You will see what I am driving at. We must first ask ourselves whether the relationship between the two countries matters. If it does, as I firmly believe, then we must try to make the currents bringing Britain and Canada together run more powerfully.
Perhaps members of this distinguished club, many of whom have a lifetime's experience of Anglo-Canadian collaboration, can make better suggestions than mine. If so, splendid. But at least let me record two firm convictions with you.
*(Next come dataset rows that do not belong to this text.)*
PR #4832, opened 2026-03-12
feat: Upsert

### LINKED ISSUE #232: UPSERT support?
Postgresql has a cool ability to insert, but if there's a conflict then just update instead, known as Upsert.

https://wiki.postgresql.org/wiki/UPSERT
https://stackoverflow.com/questions/17267417/how-to-upsert-merge-insert-on-duplicate-update-in-postgresql

I see a function for `.insert` and `.update` but no `.upsert` and I went and looked at insert and it doesn't work like upsert by default.

I think it'd be a cool feature to have `.upsert` so I don't have to query first to see if it exists, then query again to put it in.

It would be cool but for now I'll do it the long way.

sedobrengocce:
## Description
Add upsert and upsertRow methods to the database layer, enabling insert-or-update operations based on unique column 
  conflicts.                                                                                                          
                                                  
###  Core implementation:
  - Add upsert (batch) and upsertRow (single) methods to Database and DatabaseConnection
  - Implement ON CONFLICT ... DO UPDATE SQL query generation in SqlQueryBuilder
  - Add PostgreSQL-specific exception handling for upsert operations
  - Add TestDatabaseProxy overrides so serverpod_test compiles correctly with the updated Database interface

###  Code generation:
  - Update RepositoryClasses generator to emit upsert/upsertRow for all models
  - Regenerate all test server model files with the new repository methods

###  Tests:
  - Add unit tests for upsert SQL query generation
  - Add integration tests covering single row upsert, batch upsert, conflict resolution, and error cases

  Fixes #232
  
  ## Pre-launch Checklist

  - [x] I read the Contribute page and followed the process outlined there for submitting PRs.
  - [x] I read and followed the Dart Style Guide and formatted the code with dart format.
  - [x] I updated/added relevant documentation (doc comments with ///), and made sure that the documentation follows the same style as other Serverpod documentation. I checked spelling and grammar.

##  Breaking changes

  None.

## Release Notes

**New Features**
- Added `upsert()` method to bulk insert or update multiple rows based on specified unique column constraints
- Added `upsertRow()` method for upserting a single row with optional transaction support
- Upserted rows return with IDs populated and non-persisted fields preserved

**Tests**
- Added comprehensive test coverage for upsert operations including batch and single-row scenarios, transaction handling, and conflict resolution


marcelomendoncasoares:
Thanks for this great contribution, @sedobrengocce!

We have just merged a refactor to the database layer introducing a `serverpod_database` package that is now decoupled from the `serverpod` package itself. Sorry for the pushing the merge conflicts, but would you be able to resolve them on this PR?

Then I'll ask our AI to do a first round of review and, after you addressing its relevant suggestions, I'll follow up with a manual review myself.

sedobrengocce:
@marcelomendoncasoares conflict solved

marcelomendoncasoares:
@coderabbitai Full review.

sedobrengocce:
@marcelomendoncasoares  reviwed codeRabbit suggestions

packages/serverpod_database/lib/src/interface/database_connection.dart
```diff
@@ -91,6 +91,22 @@ abstract class DatabaseConnection<D extends DatabasePoolManager> {
...
+    Transaction? transaction,
+  });
+
+  /// For most cases use the corresponding method in [Database] instead.
+  Future<T> upsertRow<T extends TableRow>(
+    DatabaseSession session,
+    T row, {
+    required List<Column> uniqueColumns,
+    Transaction? transaction,
+  });
```
marcelomendoncasoares, line 113: Suggestion: The current design does not cover all features that the `ON CONFLICT` syntax support and leaves out important mechanisms:

- Users might want to update only a subset of columns instead of all non-conflicting columns.
- It is frequent to use `WHERE` to filter when the conflict resolution should update values.
- The `uniqueColumns` name might imply that all unique columns must be passed.

To address the above topics, I propose we change the contract to the following:

```dart
Future<List<T>> upsert<T extends TableRow>(
  DatabaseSession session,
  List<T> rows, {
  required List<Column> conflictColumns, // Rename from `uniqueColumns` to be more idiomatic.
  List<Column>? updateColumns, // Allow specifying a non-empty subset of columns to update.
  Expression? conflictWhere, // Builds "ON CONFLICT DO UPDATE SET … WHERE …"
  Transaction? transaction,
})

Future<T> upsertRow<T extends TableRow>(
  DatabaseSession session,
  T row, {
  required List<Column> conflictColumns,
  List<Column>? updateColumns,
  Expression? conflictWhere,
  Transaction? transaction,
})
```

A null `updateColumns` should still resolve to all non-conflicting columns, but users will be able to restrict the updated columns if desired.

marcelomendoncasoares (changes requested):
Nice work! Before digging down on the tests, I think we still need to improve the design a bit to cover all important features of `ON CONFLICT DO UPDATE` operations.

marcelomendoncasoares:
@sedobrengocce The proposed interface is not fully implemented yet (missing the code generation).

packages/serverpod_database/lib/src/adapters/postgres/database_connection.dart
```diff
@@ -210,6 +210,89 @@ class PostgresDatabaseConnection
...
+      if (transaction != null) {
+        return runSequentialUpserts(transaction);
+      }
+
+      return this.transaction<List<T>>(
+        (tx) => runSequentialUpserts(tx),
+        settings: const TransactionSettings(),
+        session: session,
+      );
+    }
```
marcelomendoncasoares, line 252: Use `DatabaseUtil.runInTransactionOrSavepoint` to simplify (and make it more robust). See https://github.com/serverpod/serverpod/pull/4909 for reference (also copy the test from that PR, since it is an important validation).

tools/serverpod_cli/lib/src/generator/dart/library_generators/class_generators/repository_classes.dart
```diff
@@ -801,6 +803,151 @@ class BuildRepositoryClass {
...
+/// updated. Otherwise, a new row is inserted.
+///
+/// The returned [$className] will have its `id` field set.''')
+        ..name = 'upsertRow'
+        ..returns = TypeReference(
+          (r) => r
+            ..symbol = 'Future'
+            ..types.add(refer(className)),
+        )
+        ..requiredParameters.addAll([
```
marcelomendoncasoares, line 954: Missing all parameter of the new interface on the code generation.

marcelomendoncasoares (changes requested):

templates/serverpod_templates/projectname_server_upgrade/lib/src/greetings/greeting.spy.yaml
marcelomendoncasoares, line 1: Question: Why have this project changed?

packages/serverpod_database/lib/src/adapters/postgres/sql_query_builder.dart
```diff
@@ -420,6 +420,198 @@ SELECT * FROM insertWithIdNotNull
...
+  /// [updateColumns] optionally specifies which columns to update on conflict.
+  /// If null, all non-conflict, non-id columns are updated.
+  /// [conflictWhere] optionally adds a WHERE clause to the conflict resolution.
+  UpsertQueryBuilder({
+    required Table table,
+    required List<TableRow> rows,
+    required List<Column> conflictColumns,
+    List<Column>? updateColumns,
+    Expression? conflictWhere,
+  }) : _table = table,
```
marcelomendoncasoares: Suggestion: This class is largely redundant with the `InsertQueryBuilder`, since the upsert operation is just a special `onConflict` clause on the `INSERT`. Merge it with the `InsertQueryBuilder` using optional parameters to avoid unnecessary code duplication.

packages/serverpod_database/lib/src/adapters/postgres/database_connection.dart
```diff
@@ -219,6 +219,89 @@ class PostgresDatabaseConnection
...
+    );
+
+    if (result.length != 1) {
+      throw _PgDatabaseUpsertRowException(
+        'Failed to upsert row, updated number of rows is ${result.length} != 1',
+      );
+    }
+
+    return result.first;
+  }
```
marcelomendoncasoares, line 304: Question: Shouldn't this be `Future<T?>` instead of throwing? If the `updateWhere` (replacing `conflictWhere`) is specified and the row does not match, the operation will skip all rows, leading to an empty list return. In this case, the user should receive `null` instead of an exception.

sedobrengocce:
The two failing CI checks on this PR are pre-existing CI flakiness, not regressions introduced by this change.

**Job 1 — `Serverpod integration tests (server) (3.32.0)`** (6 failed tests)

All 6 failures match exactly the pattern tracked in #4935 ("Flaky broken future call integration test failing with `Bad state: No element`"):

- `test_integration/future_calls/broken_future_calls_test.dart` lines 147, 210, 226, 299, 317
- `test_integration/future_calls/future_call_manager_test.dart` line 789

**Job 2 — `Serverpod concurrent integration tests (server) (3.32.0)`** (2 failed tests)

- `test_integration/future_calls/future_call_claim_test.dart:106` — `expect(claims, isEmpty)` after only a 100ms delay for async cleanup; race-sensitive on slow CI runners.
- `test_integration/test_tools/start_timeout_test/start_timeout_test.dart` "should timeout immediately" — `TimeoutException after 0:00:30` while waiting for a `dart test` subprocess to terminate.

No dedicated issue exists for the two concurrent failures, but the same matrix variant on Flutter 3.41.5 passed against the exact same code, which strongly suggests environmental flakiness rather than a code defect.

**Why this PR is unaffected:**

- The only `future_call_*` files modified are `packages/serverpod/lib/src/generated/future_call_claim_entry.dart` and `future_call_entry.dart`, which are **regenerated models** from the `regenerate all packages` commit — no future-call logic changes.
- Concurrent tests on Flutter 3.41.5 pass; only 3.32.0 fails.

A rerun of the failed jobs should clear them.

sedobrengocce:
@marcelomendoncasoares waiting for a new review

marcelomendoncasoares:
> @marcelomendoncasoares waiting for a new review

Hi @sedobrengocce! Sorry for the long time since last review... We were heads down an important milestone on the next release, but I'll get to your PR today.

packages/serverpod_database/lib/src/adapters/postgres/database_connection.dart
```diff
@@ -219,6 +219,84 @@ class PostgresDatabaseConnection
     return result.first;
   }
 
+  @override
+  Future<List<T>> upsert<T extends TableRow>(
+    DatabaseSession session,
+    List<T> rows, {
+    required List<Column> conflictColumns,
+    List<Column>? updateColumns,
+    Expression? conflictWhere,
```
marcelomendoncasoares: Suggestion: During this review I realized that we can't call this parameter `conflictWhere` with the purpose it has right now. The more suitable name might actually be `updateWhere`, since it will filter the rows to update.

```suggestion
    required List<Column> conflictColumns,
    List<Column>? updateColumns,
    Expression? updateWhere,
```

A `conflictWhere` would be to generate a where query on the `ON CONFLICT` clause, like:

```sql
INSERT INTO upsert(key, val) VALUES(10, 'value')
ON CONFLICT (key WHERE is_active)
DO UPDATE SET val = EXCLUDED.val;
```

But we should not add this `conflictWhere` right now because it requires partial indexes, which Serverpod still does not support.

packages/serverpod_database/lib/src/adapters/postgres/database_connection.dart
```diff
@@ -219,6 +219,84 @@ class PostgresDatabaseConnection
...
+        .toList();
+  }
+
+  @override
+  Future<T> upsertRow<T extends TableRow>(
+    DatabaseSession session,
+    T row, {
+    required List<Column> conflictColumns,
+    List<Column>? updateColumns,
+    Expression? conflictWhere,
```
marcelomendoncasoares:
```suggestion
    Expression? updateWhere,
```

packages/serverpod_database/lib/src/concepts/exceptions.dart
```diff
@@ -64,8 +64,16 @@ abstract base class DatabaseDeleteRowException implements DatabaseException {
...
+abstract base class DatabaseUpsertRowException implements DatabaseException {
+  @override
+  String toString() => 'DatabaseUpsertRowException: $message';
+
+  /// Thrown when SQLite [PRAGMA foreign_key_check](https://www.sqlite.org/pragma.html#pragma_foreign_key_check)
+  /// reports one or more rows that violate foreign key constraints.
+}
+
+/// Exception thrown when SQLite foreign key constraints are violated.
 final class SqliteForeignKeyViolationException implements DatabaseException {
```
marcelomendoncasoares, line 75: Suggestion: This change messed up the doc comment of the `SqliteForeignKeyViolationException`.

packages/serverpod_database/test/database_query/upsert_sql_query_test.dart
marcelomendoncasoares, line 1: Suggestion: After merging the `UpsertQueryBuilder` with the insert, remove this file and move the upsert-related tests to the `insert_sql_query_test.dart`.

tests/serverpod_test_server/test_integration/database_operations/crud/upsert_test.dart
```diff
@@ -0,0 +1,233 @@
...
+    });
+
+    test(
+      'when upserting a row with the same unique value then the existing row is updated.',
+      () async {
+        var result = await UniqueData.db.upsertRow(
+          session,
+          UniqueData(number: 42, email: 'existing@serverpod.dev'),
+          conflictColumns: (t) => [t.email],
+        );
```
marcelomendoncasoares: Suggestion: We need to improve the coverage on this feature a bit. Also add tests for:

- Using `conflictTarget` on column without unique index.
- Using multiple columns on `conflictTarget`.
- Choosing the `conflictTarget` on a model with more than one unique index.
- Passing an invalid `conflictTarget` (empty list, id column, column from related model).
- Upserting does not change columns that are not part of the `updateColumns` list.
- Upserting with `upsertWhere` (replaces `conflictWhere`) does not change rows that do not meet the where clause.

marcelomendoncasoares (changes requested):
Sorry again for the long delay and thank you for your patience, @sedobrengocce! Have a few comments for improvement, specially on the test coverage, and a few questions.

marcelomendoncasoares:
@sedobrengocce I took the liberty to make some small changes after your last review to get the branch ready, hope you don't mind. Let's just wait for CI to finish and we're good to merge! While this, would you open a PR on the [serverpod_docs](https://github.com/serverpod/serverpod_docs) repository documenting the new `upsert` and `upsertRow` methods?

marcelomendoncasoares (approved):
Thank you for your contribution with this much requested feature, @sedobrengocce! 🚀

Issue #4786, opened 2026-03-03
Remove Postgres-specific elements from the definition JSON files


marcelomendoncasoares:
## Problem to Solve

Even though the `definition.json`/`migration.json` files are mostly agnostic to the database, there are two elements that are specific to Postgres and create a blocker to properly implement other database engines:

- The `defautlValue` field of `ColumnDefinition` classes is stored with the actual value that goes in the SQL. We already have abstract defaults on the `.spy` models, but **they are translated to Postgres values before being written** to the definition files. Examples:
  - For int PK: `nextval('table_name'::regclass)`
  - For BigInt: `'12345678901234567890'::text`
  - For DateTime: `'2024-05-24 22:00:00'::timestamp without time zone`.
  - etc.
- The entry for the automatic `*_pkey` index that Postgres creates for every table. This is actually an inconsistency, since such entries are not declared by the user, are skipped on the SQL generation and exist only for the analyzer to be happy in runtime.

The main issue is that such values are also saved inside the `Protocol.targetTableDefinitions` of the modules, and this field is imported as part of the `Protocol.targetTableDefinitions` of projects. If the project uses a different database dialect, suddenly its definition JSON files and `Protocol.targetTableDefinitions` contains mixed default values and index representations from Postgres dialect - likely used on the module. The same can also happen if a module developer generates the definitions using other database dialect.

## Proposal

The key principle of the solution is that **nothing dialect-specific should ever be deserialized from JSON** - only serialized *into* the final SQL files.

### Default values

The fix is to push the abstract defaults that we already have on the `.spy` files down to the definition JSON files and translate them to SQL while writing the SQL files. The same translation will be required while analyzing the database, which will temporarily mean a code duplication until the database is made a shared package with #4784.

### Primary key indexes

Since such indexes are:

1. Automatically created by the database engine (`*_pkey` on Postgres, `sqlite_autoindex_*` on SQLite).
2. Not declared by the user on models.
3. Not included and executed in the SQL files.

They could be completely removed from the files and be skipped in the analyzer. This will align with the definition files being a JSON representation of the elements expressed in the models and present in the SQL files.

### Backwards compatibility

To introduce this change without breaking the migration system, we can add a `schemaVersion` field to the definition files. Files with no `schemaVersion` would pass through an in-memory decoding of the default values and removal of the automatic index definitions. Files with the key matching the expected version would be parsed directly.

Issue #4785, opened 2026-03-03
Implement SQLite database support


marcelomendoncasoares:
The main purpose of #4748 was to allow an easy addition of new database engines - with the most demanded being SQLite. As the database is already abstracted behind interfaces, it is only required to add a new `DatabaseDialect` entry and then implement the highlighted interfaces.

## Pool manager

For the interaction with SQLite, we can use the battle-tested [sqlite_async](https://pub.dev/packages/sqlite_async) package that already does all the heavy-lifting on the database management level. If query introspection is needed, the [sqlparser](https://pub.dev/packages/sqlparser) package is also worth using - both a remarkable work from [Simon Binder](https://github.com/simolus3) with SQLite3 support on Dart/Flutter.

## Restrictions

We should aim to support all column types on SQLite, even when advanced query operation might not be available - like with `Vector` columns. This will provide a predictable experience for users, specially considering the objective of using SQLite for offline-first support. It is acceptable for operations that are not supported to throw in runtime - such as trying to filter a `Vector` column based on the distance.

For indexes, on the other hand, we should forbid the usage of any other type than `btree` - the only one supported by SQLite. Otherwise it would be impossible for the analyzer to correctly match expected indexes. This is easy to implement because the `config` object has access to the `databaseDialect` while evaluating restrictions.

## Migrations

Since SQLite3 has only few basic columns types available, the implementation must have special care to ensure that migrations take into consideration the model type changes and not only the column type. Otherwise, a field type change that is stored using the same database type would not be migrated and would produce deserialization issues in runtime. The premise is to preserve the type-safety of the models, and not the column types only.

## Query builder

Given that "SQLite implementation strives to be compatible with PostgreSQL" [[1]](https://sqlite.org/lang_update.html#:~:text=SQLite%20implementation%20strives%20to%20be%20compatible%20with%20PostgreSQL) [[2]](https://sqlite.org/forum/forumpost/41017a8da1?t=h&unf#:~:text=%23%23%20Why%20SQLite%20chooses%20the%20PG%20syntax%0A%0A%20%201.%20%20SQLite%20has%20traditionally%20followed%20PG%20syntax%20whenever%20practical.), we might be able to vastly reuse the Postgres SQL query builder. Most of the syntax we use is valid SQLite syntax, with only a few exceptions that can be worked around (like the writable CTEs when mixing rows without and with ID). The work on #4764 was already a preparation for this.

## Testing

[...]

Issue #4783, opened 2026-03-02
☂️ Generate a client-side SQLite database using Serverpod models


marcelomendoncasoares:
### Problem to Solve

When working with Serverpod on the server, developers that need offline support have to rely on other packages, like Drift, which introduces asymmetry in the interaction with the same relational data between server and client, duplicated models, more documentation context, different migration systems, etc.

### Proposal

Offer a fully integrated developer experience by exposing the same `Model.db` on the client to interact with a local SQLite database. The `Client` would expose a way to create a long-living session and migrations should share the same workflow as migrations on the server. The implementation can be broken out into several steps that will be discussed individually as sub-issues covering:

1. Moving the database to a package that can be used on the client.
2. Implementing SQLite database support.
3. Adapting the CLI to generate client-side repositories.
4. Exposing a `DatabaseSession` on the client.
5. Adapting the migration system to generate and run client-side migrations.

### Use Case

A developer wants to build an offline-first application with the same Serverpod ORM experience across the client and server.

### Alternatives

Use other packages on the client and deal with the difference in the semantics.

### Additional context

Related issues and discussions:

- https://github.com/serverpod/serverpod/issues/160
- https://github.com/serverpod/serverpod/issues/1719
- https://github.com/serverpod/serverpod/discussions/1977
- https://github.com/serverpod/serverpod/discussions/2084

This issue is one big step towards seamlessly synchronizing data between client and server database for a true offline-first experience.

### How experienced are you with this library?

Expert - Experienced and comfortable with using this library in complex projects

### Are you interested in working on a PR for this?

- [x] I want to work on this

PR #4836, opened 2026-03-12
feat: Move all database-related code from `serverpod` to the new `serverpod_database`

marcelomendoncasoares:
Closes: #4784

This PR moves all database-related code from the `serverpod` package to the new `serverpod_database` shared package. This means that the database API will be usable anywhere, including client side (as part of #4783) and the CLI (enables some features from #4604).

The `serverpod_package` is safe to import on any platform or web. Currently, the `DatabaseProvider` throws `UnsupportedError` for all dialects until SQLite is introduced in #4785.

## Pending work

Although part of the database-related code from the CLI was already merged with this PR, the migration SQL generation is still left due to the dependency on the internal definition classes for the column default values. This will be fixed after #4786 is merged, since it will remove such default representation from the definition classes.

## Pre-launch Checklist

## Breaking changes

None, since all public classes are re-exported from the `serverpod` and `serverpod_service_client` packages.

### DIFF
--- a/packages/serverpod_database/lib/src/migrations/migration_artifacts_store/file_system.dart
+++ b/packages/serverpod_database/lib/src/migrations/migration_artifacts_store/file_system.dart
@@ -204,11 +204,10 @@ class FileSystemMigrationArtifactStore implements MigrationArtifactStore {
   }
 
   static Future<String?> _readFileIfExists(File file) async {
-    if (!await file.exists()) {
-      return null;
-    }
-
-    return file.readAsString();
+    try {
+      return await file.readAsString();
+    } on PathNotFoundException catch (_) {} // ignore
+    return null;
   }
 
   static Future<String> _readRequiredFile(File file) async {


packages/serverpod/lib/src/database/adapters/postgres/database_connection.dart
```diff
@@ -1011,13 +1010,12 @@ class PostgresDatabaseConnection
...
 
     if (hasNonPersisted && rows.length > 100) {
-      session.log(
+      session.logWarning?.call(
         'WARNING: Inserting ${rows.length} rows with ignoreConflicts on '
         'table "${table.tableName}" with non-persistent fields. This '
         'requires individual inserts and may cause performance issues. '
         'Consider removing non-persistent fields or inserting in smaller '
         'batches.',
-        level: LogLevel.warning,
```
nielsenko, line 1020: There is a subtle change in semantics here we should be aware of. Now `rows.length` and `table.tableName` will only be evaluated if `session.logWarning` is not `null`.  

This is fine and preferable for sure, but it does make the codepath change depending on logging. 

Just something to be aware of.

packages/serverpod/lib/database.dart
```diff
@@ -1,24 +1,40 @@
...
+export 'package:serverpod_database/serverpod_database.dart'
+    hide
+        BulkData,
+        BulkDataException,
+        BulkQueryColumnDescription,
+        BulkQueryResult,
+        ColumnDefinition,
+        ColumnMigration,
+        ColumnType,
+        DatabaseBulkData,
```
nielsenko, line 10: Why all these hides?

packages/serverpod_database/lib/src/migrations/migration_artifacts_store/file_system.dart
```diff
@@ -202,12 +202,18 @@ class FileSystemMigrationArtifactStore implements MigrationArtifactStore {
     }
   }
 
+  static Future<String?> _readFileIfExists(File file) async {
+    if (!await file.exists()) {
+      return null;
+    }
+
+    return file.readAsString();
+  }
```
nielsenko, line 211: To protect against TOCTOU you may want to do:
```dart
    try {
      return await file.readAsString();
    } on PathNotFoundException catch (_) {} // ignore
    return null;
```

packages/serverpod_database/analysis_options.yaml
```diff
@@ -4,8 +4,13 @@ linter:
   rules:
     # Temporary disable the following so that each can be fixed one by one.
     avoid_escaping_inner_quotes: false
-    directives_ordering: false
+    directives_ordering: true
```
nielsenko, line 7: 👍

packages/serverpod_database/analysis_options.yaml
```diff
@@ -4,8 +4,13 @@ linter:
...
+    prefer_relative_imports: true
     prefer_final_in_for_each: false
     prefer_final_locals: false
     prefer_final_parameters: false
-    sort_pub_dependencies: false
+    sort_pub_dependencies: true
```
nielsenko, line 12: 👍

packages/serverpod_database/analysis_options.yaml
```diff
@@ -4,8 +4,13 @@ linter:
   rules:
     # Temporary disable the following so that each can be fixed one by one.
     avoid_escaping_inner_quotes: false
-    directives_ordering: false
+    directives_ordering: true
+    prefer_relative_imports: true
     prefer_final_in_for_each: false
     prefer_final_locals: false
```
nielsenko, line 10: Should we switch these as well?

packages/serverpod/lib/src/database/adapters/postgres/database_connection.dart
marcelomendoncasoares: The `rows.length` are actually always evaluated since the condition to log uses it. For the `table.tableName`, it is actually not a problem, since `tableName` is a field and not a getter.

```dart
    if (hasNonPersisted && rows.length > 100) {
      session.logWarning?.call(
        'WARNING: Inserting ${rows.length} rows with ignoreConflicts on '
        'table "${table.tableName}" with non-persistent fields. This '
        'requires individual inserts and may cause performance issues. '
        'Consider removing non-persistent fields or inserting in smaller '
        'batches.',
      );
    }
```

packages/serverpod/lib/database.dart
marcelomendoncasoares: Just to maintain the same exposure as previously. When they were part of the `serverpod` package, these classes were not exported as public interfaces. Since `serverpod_database` is declared as an internal package, by hiding these classes from the public export of the `serverpod` package, we're free to change them without worrying about breaking changes.

packages/serverpod_database/analysis_options.yaml
marcelomendoncasoares: The directives sorting was a no-brainer since I had to change imports completely, but I preferred avoiding these others since they will result in a way larger diff on this PR - and also push a lot of conflicts on ongoing contributions to the database layer. Maybe a better timing to do it is on the next formatting changes.

packages/serverpod_database/lib/src/migrations/migration_artifacts_store/file_system.dart
marcelomendoncasoares: Good catch! Done at https://github.com/serverpod/serverpod/pull/4836/commits/8f6c89314b46a1966d92fb91ef1055b6e55f17c9.

PR #4842, opened 2026-03-13
fix: Use no-cache for all Flutter web assets

### LINKED ISSUE #4709: Enhancement: Include main.dart.js in FlutterRoute default no-cache list for safer Flutter web updates
## Problem to Solve

`FlutterRoute` already avoids caching critical Flutter web files, but in production deployments there can still be temporary stale-asset mix cases where icons or font glyphs do not render correctly after updates.

A representative console warning is:

`Could not find a set of Noto fonts to display all missing characters.`

## Proposal

Please consider including `main.dart.js` in the default no-cache list used by `FlutterRoute`, alongside the current critical files.

If changing defaults is not preferred, please document an official recommended `cacheControlFactory` override pattern for production deployments that want stricter update safety.

## Use Case

In real deployments (with existing service worker state), users may refresh around release time and briefly get mixed old/new assets. This can cause missing icons or incorrect font behavior until cache state fully converges.

Making `main.dart.js` default no-cache (or clearly documenting the override) would reduce this edge case significantly for teams using standard `FlutterRoute`.

## Alternatives

- Keep current default behavior and let users provide custom `cacheControlFactory` manually.
- Disable PWA/service worker completely (not always desirable).
- Rely only on deployment-level cache headers and atomic deploy procedures.

## Additional context

- Serverpod version used: `3.2.3`
- Flutter app served under `/app` via `FlutterRoute`
- Related previous work:
  - Issue: https://github.com/serverpod/serverpod/issues/4452
  - PR: https://github.com/serverpod/serverpod/pull/4454

I am reporting this as an enhancement request, not a regression bug.

### LINKED ISSUE #5077: The `FlutterRoute` does not correctly handle caching and cache busting
Currently, the Flutter app is cached for one day and does not update with the latest version of the app. There are two issues with this behavior:

1. Users won't get the latest version when the app is updated.
2. Caching for only one day is not very helpful as the full app will be frequently loaded anyway.

**Suggested quick fix**
Do not cache the files at all. This will solve the first issue, but not the second.

**Proposal for a real fix**
Serve the files from a sub-route (this can potentially be done through a middleware or through building with different targets). The app page stays the same, but it points to different Flutter-related content based on the version of the Flutter app and its build number.

For instance, instead of serving `/app/flutter.js`, we serve `/app/1.2.0+23/flutter.js`. The `/app` route (the index file) has no caching, so we always get a fresh one.

Set the cache time to a very long time (like a year).

nielsenko:
Default to `private, no-cache` (ETag revalidation) for all files served by `FlutterRoute`.

Flutter's service worker has been deprecated since 3.32 ([flutter#156910](https://github.com/flutter/flutter/issues/156910)) and is now a self-destructing stub that provides no caching for either WASM or JS builds. Since Flutter's build output uses fixed filenames (`main.dart.wasm`, `main.dart.js`) with no content hashing, ETag revalidation is the only safe default to prevent serving stale applications after a rebuild.

Hence the default cache policy for `FlutterRoute` changed from selective `private, no-cache`  (critical files only) + `public, max-age=1day` (all other files) to `private, no-cache` for all files. Users who relied on the previous aggressive caching default should pass a custom `cacheControlFactory`.

The `cacheControlFactory` and `cacheBustingConfig` parameters are retained so users who post-process build output to embed content hashes can opt into aggressive caching.

Fixes #4709
Fixes #5077
## Pre-launch Checklist

## Breaking changes

This is **NOT** considered a breaking change as it will at most cause a few more roundtrips. Users can add their own `cacheControlFactory` to change the behaviour.

## Summary by CodeRabbit

* **Bug Fixes**
  * Updated default caching behavior for static file serving to use more conservative cache control settings (private, no-cache). Custom cache strategies remain configurable.
  * Removed `noCacheFiles` constant from public API.

[Review Change Stack](https://app.coderabbit.ai/change-stack/serverpod/serverpod/pull/4842)

### DIFF
--- a/packages/serverpod/lib/src/web_server/routes/flutter_route.dart
+++ b/packages/serverpod/lib/src/web_server/routes/flutter_route.dart
@@ -9,40 +9,56 @@ import 'package:serverpod/serverpod.dart';
 /// Combines static file serving with automatic fallback to index.html for
 /// client-side routing, plus WASM headers (COOP/COEP) for multi-threading.
 ///
-/// By default, critical Flutter files (index.html, flutter_service_worker.js,
-/// flutter_bootstrap.js, manifest.json, version.json) are served with no-cache
-/// headers to prevent stale app manifests and service workers. All other files
-/// can be cached according to browser heuristics or custom cache control.
-///
-/// To invalidate the cache, change the version in your pubspec.yaml file and
-/// build your Flutter project.
-///
 /// ```dart
 /// pod.webServer.addRoute(
 ///   FlutterRoute(Directory('web/flutter_app')),
 /// );
 /// ```
+///
+/// ## About Caching ..
+///
+/// By default, all files are served with `private, no-cache` headers so the
+/// browser always revalidates with the server via ETag. This is the only safe
+/// default because:
+///
+/// - Flutter's service worker is deprecated and will be removed
+///   (see [flutter#156910](https://github.com/flutter/flutter/issues/156910)).
+///   Since Flutter 3.32, the generated service worker is a self-destructing
+///   stub that provides no caching for either WASM or JS builds.
+/// - Flutter's build output uses fixed filenames (`main.dart.wasm`,
+///   `main.dart.js`, `main.dart.mjs`) with no content hashing, so aggressive
+///   `max-age` caching risks serving stale applications after a rebuild.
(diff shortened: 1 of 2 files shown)


nielsenko:
@coderabbit review

marcelomendoncasoares (approved):
👍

So long as we go about it sensibly, the cost of doing something substantial on all the fronts I have mentioned would be trifling in relation to the interests at stake, and there I am not thinking only of those values upon which accountants can place a price; and certainly trifling in relation to the volume of trade and investment between the two
countries. It would not be unreasonable to expect some of those who have so large a stake in the ongoing relationship between Britain and Canada to see that some support for purposeful exchanges would be money well invested.
My other, more melancholy, conclusion, is this. Unless we take the subject seriously, we shall find the relationship between Britain and Canada has in most spheres faded away to little more than affability. It is not for me to say whether that would be a loss to the British, although, in the intimacy of this gathering, let me confess that I think it would be; but I am certain that it would be a loss to Canada.
The appreciation of the meeting was expressed by Sydney Hermant, Senior Past President of The Empire Club of Canada.